Intrinsic theory of irreversibility

In connection with the previous chapter on Wigner–Weisskopf, quantum irreversibility, Gamov states and the Lax–Phillips theory of decay, we shall examine the recent program in statistical mechanics carried forward by Ilya Prigogine and his colleagues since his early book in 1962 (Prigogine, 1962). This discussion is somewhat out of the focus of the present book, since the work to be discussed has principally been devoted to isolated quantum systems, not those in interaction with “reservoirs.” In addition, Prigogine's work is very classical in its content. We shall not attempt the task of reviewing the many changes that have taken place between 1962 and the present. Fine texts describing some of this work are those of Balescu (1963, 1975). A recent critical overview of the “modern view” is in the unpublished thesis of B. C. Bishop of the University of Texas Philosophy Department (Bishop, 1999).

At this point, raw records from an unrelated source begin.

PR #2677, opened 2020-03-08
Fix Cloudflare Interceptor when User-Agent is Empty

TFSThiagoBR98:
Avoid User-Agent mismatch between WebView and OkHttp when User-Agent is Empty, see https://developer.android.com/reference/android/webkit/WebSettings#setUserAgentString(java.lang.String)

### DIFF
--- a/app/src/main/java/eu/kanade/tachiyomi/network/CloudflareInterceptor.kt
+++ b/app/src/main/java/eu/kanade/tachiyomi/network/CloudflareInterceptor.kt
@@ -55,7 +55,19 @@ class CloudflareInterceptor(private val context: Context) : Interceptor {
             val oldCookie = networkHelper.cookieManager.get(originalRequest.url)
                     .firstOrNull { it.name == "cf_clearance" }
             resolveWithWebView(originalRequest, oldCookie)
-            return chain.proceed(originalRequest)
+
+            // Avoid use empty User-Agent
+            return if (originalRequest.header("User-Agent").isNullOrEmpty()) {
+                val newRequest = originalRequest
+                        .newBuilder()
+                        .removeHeader("User-Agent")
+                        .addHeader("User-Agent",
+                                DEFAULT_USERAGENT)
+                        .build()
+                chain.proceed(newRequest)
+            } else {
+                chain.proceed(originalRequest)
+            }
         } catch (e: Exception) {
             // Because OkHttp's enqueue only handles IOExceptions, wrap the exception so that
             // we don't crash the entire app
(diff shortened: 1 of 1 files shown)


app/src/main/java/eu/kanade/tachiyomi/network/CloudflareInterceptor.kt
```diff
@@ -55,7 +55,19 @@ class CloudflareInterceptor(private val context: Context) : Interceptor {
...
             resolveWithWebView(originalRequest, oldCookie)
-            return chain.proceed(originalRequest)
+
+            // Avoid use empty User-Agent
+            return if (originalRequest.header("User-Agent").isNullOrEmpty()) {
+                val newRequest = originalRequest
+                        .newBuilder()
+                        .removeHeader("User-Agent")
+                        .addHeader("User-Agent",
+                                "Mozilla/5.0 (Windows NT 6.3; WOW64)")
```
arkon: Any reason for this particular user agent string?

TFSThiagoBR98: None, I used the one I found in the file https://github.com/inorichi/tachiyomi/blob/4358f9fd2a2d40d2c8dcb321411b1aeb8b407e52/app/src/main/java/eu/kanade/tachiyomi/source/online/HttpSource.kt#L77
I haven't tested with other values, but I think they can also work

arkon: Ah right, makes sense. Can you make that a constant and just reference it?

TFSThiagoBR98: Ok, done

app/src/main/java/eu/kanade/tachiyomi/network/CloudflareInterceptor.kt
```diff
@@ -77,20 +89,23 @@ class CloudflareInterceptor(private val context: Context) : Interceptor {
...
             webview.settings.userAgentString = request.header("User-Agent")
+                    ?: DEFAULT_USERAGENT
 
             webview.webViewClient = object : WebViewClientCompat() {
                 override fun onPageFinished(view: WebView, url: String) {
                     fun isCloudFlareBypassed(): Boolean {
                         return networkHelper.cookieManager.get(origRequestUrl.toHttpUrl())
                                 .firstOrNull { it.name == "cf_clearance" }
-                                .let { it != null && it != oldCookie }
+                                .let { it != null && (it != oldCookie || withUserAgent) }
```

In many ways this is related to the use of Gel'fand triplets (Gel'fand and Vilenkin, 1968), mentioned in Chapter 17.6, to describe irreversible quantum states, i.e. Gamov states. See Chapter 17, the book of Bohm and Gadella (1989) and also the more recent review article by Bohm and colleagues (Bohm et al., 1997). The object in statistical mechanics is to extend the range of the Liouville operator (classical and quantum) such that its eigenvalues are complex and intrinsically irreversible. Statistical mechanics has always been focused on many particle systems and the appearance of a continuum spectrum in the thermodynamic limit, already used in many places in this book. In the classical case Antoniou and Tasaki carried out the adaptation of the Gel'fand triplet approach to the Liouville operator, but this is, apparently, not possible quantum mechanically (Antoniou and Tasaki, 1993). Thus, another route must be taken in what Prigogine has termed, for emphasis, “large Poincaré systems” which have a continuum spectrum (Prigogine, 1997).